Content starts

PR #1291, opened 2024-08-19
maint: add a docker'd Redis TLS local setup

robbkidd:

- make it easy to run a TLS'd Redis locally in development
- maybe a foundation for smoke-tests later

- add a make target for building the Docker image locally like CI does for releases
- add a docker-compose config in a new `smoke-tests/` directory
    - redis is run with TLS enabled using self-signed certs generated as needed by the gen-certs service container


kentquirk:
I know this is still in draft, but please add a README to the folder explaining how to use it?

smoke-test/config.yaml
```diff
@@ -0,0 +1,33 @@
+General:
+  ConfigurationVersion: 2
+  MinRefineryVersion: v2.0
+  ConfigReloadInterval: 50s
```
VinozzZ, line 4: Just curious on why you wanted to set this to be 50s?

smoke-test/config.yaml
```diff
@@ -0,0 +1,33 @@
...
+  HoneycombAPI: https://api-dogfood.honeycomb.io
+
+Logger:
+  Type: stdout
+  Level: info
+
+LegacyMetrics:
+  Enabled: true
+  Dataset: refinery_metrics
+  APIHost: https://api-dogfood.honeycomb.io
```
VinozzZ, line 16: I'm not sure if we want to send this local refinery's metrics into this dataset. It could be confusing since that's where the production refinery sends its metrics

smoke-test/config.yaml
robbkidd: These configs were copied from the ones currently in the `test/` directory and then I added the TLS settings to them. I have no informed opinion about their contents other than enabling TLS.

VinozzZ (approved):
I tested this on my machine and it works great

smoke-test/config.yaml
robbkidd: These *are* the same EXCEPT that which team and environment receive the telemetry depends on the API key provided. There is no default key in this config, so a fresh clone of the project running this setup won't send anywhere. 

I am happy with any config we put in here.

smoke-test/config.yaml
robbkidd: I removed a few things from this config to have them default to … the defaults.

PR #1292, opened 2024-08-20
maint: Delete unused Dockerfile

TylerHelmuth:

- the repo contains a dockerfile that is not used in any of our CI or `make` commands. It has been the source of confusion around our released image's source.  This Dockerfile was only intended to be used in local `docker build .` commands, but has not outlived its usefulness.

- Deletes the Dockerfile.

If alternatively, we want to keep the dockerfile, I could clean it up to bring it in line with best security practices AND try to make it clearer that it isn't used to build our images.


codeboten (approved):

robbkidd (approved):
I agree with this removal. The shipped release image is built with `ko`. When using an image locally, we should be using the same build process.

Thank you. NEXT!

VinozzZ (approved):

PR #1293, opened 2024-08-20
maint: Add warning about cli flags

TylerHelmuth:

- Refinery has a couple CLI flags that, if used, could expose credetials. This PR adds warnings against such behavior.

- Update the `--help` output to warn against using some flags
- Update config docs to warn against using the command line flag option for some configuration fields.


config/metadata/configMeta.yaml
```diff
@@ -757,7 +757,7 @@ groups:
         envvar: REFINERY_OTEL_METRICS_API_KEY, HONEYCOMB_API_KEY
         commandline: otel-metrics-api-key
         firstversion: v2.0
-        summary: is the API key used to send Honeycomb metrics via OpenTelemetry.
+        summary: is the API key used to send Honeycomb metrics via OpenTelemetry. Setting this value via a command line flag may expose credentials - it is recommended to use the env var or configuration.
```
VinozzZ, line 760: Maybe we can specify through configuration files instead of just configuration?

VinozzZ (approved):

PR #1294, opened 2024-08-21
feat: support configure refinery to use redis in cluster mode

### LINKED ISSUE #1286: Support Redis cluster mode

AWS defaults to cluster mode, so we just need to enable people to use it.

Config option for it. Our redis library supports it with the Universal Client we use, so we need to enable it. It's slightly tricky to get the config right, but we'll figure it out.

VinozzZ:

To support Redis instances in cluster mode, we need to provide a way for users to configure Refinery accordingly.
fixes #1286 

- Add a new config option, `ClusterHosts`, under `RedisPeerManagement` 
- Consolidate `RedisPeerManagementConfig` getters into one
- Add support for `env-delim:","` in `CmdEnv` 
- Add tests


config/metadata/configMeta.yaml
```diff
@@ -987,6 +987,20 @@ groups:
...
+        valuetype: stringarray
+        example: "- localhost:6379"
+        firstversion: v2.8
+        validations:
+          - type: elementType
+            arg: hostport
+        reload: false
+        summary: is a list of host and port pairs for the instances in a Redis Cluster, used for managing peer cluster membership.
+        description: >
+          This configuration enables Refinery to connect to a Redis cluster. Each entry in the list should follow the format `host:port`.
```
kentquirk, line 1001:
```suggestion
          This configuration enables Refinery to connect to a Redis deployment set up in Cluster Mode. 
          Each entry in the list should follow the format `host:port`.
```

kentquirk (commented):
I don't think this is quite enough to work with AWS. We need to use the Cluster client if ClusterHosts is specified, because with AWS there will only be one host.

config/mock.go
```diff
@@ -216,6 +217,12 @@ func (m *MockConfig) GetRedisHost() string {
 	return m.GetRedisHostVal
 }
 
+func (m *MockConfig) GetRedisClusterHosts() []string {
```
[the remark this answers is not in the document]
VinozzZ: I agree! It's not too much changes so I just did it in this PR

config/file_config.go
```diff
@@ -285,6 +285,7 @@ type PeerManagementConfig struct {
 
 type RedisPeerManagementConfig struct {
 	Host           string   `yaml:"Host" cmdenv:"RedisHost"`
+	ClusterHosts   []string `yaml:"ClusterHosts"`
```
robbkidd, line 288: What do you think of this also being a `cmdenv` option so that cluster hosts can be provided in an environment variable?

VinozzZ: added the environment variable support

kentquirk (approved):
I like this better! Thanks for making the changes.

Content ends

▸ What is required: If a line of the records above holds the word "locally", show it.

▸ Response box:
- make it easy to run a TLS'd Redis locally in development
- add a make target for building the Docker image locally like CI does for releases
I agree with this removal. The shipped release image is built with `ko`. When using an image locally, we should be using the same build process.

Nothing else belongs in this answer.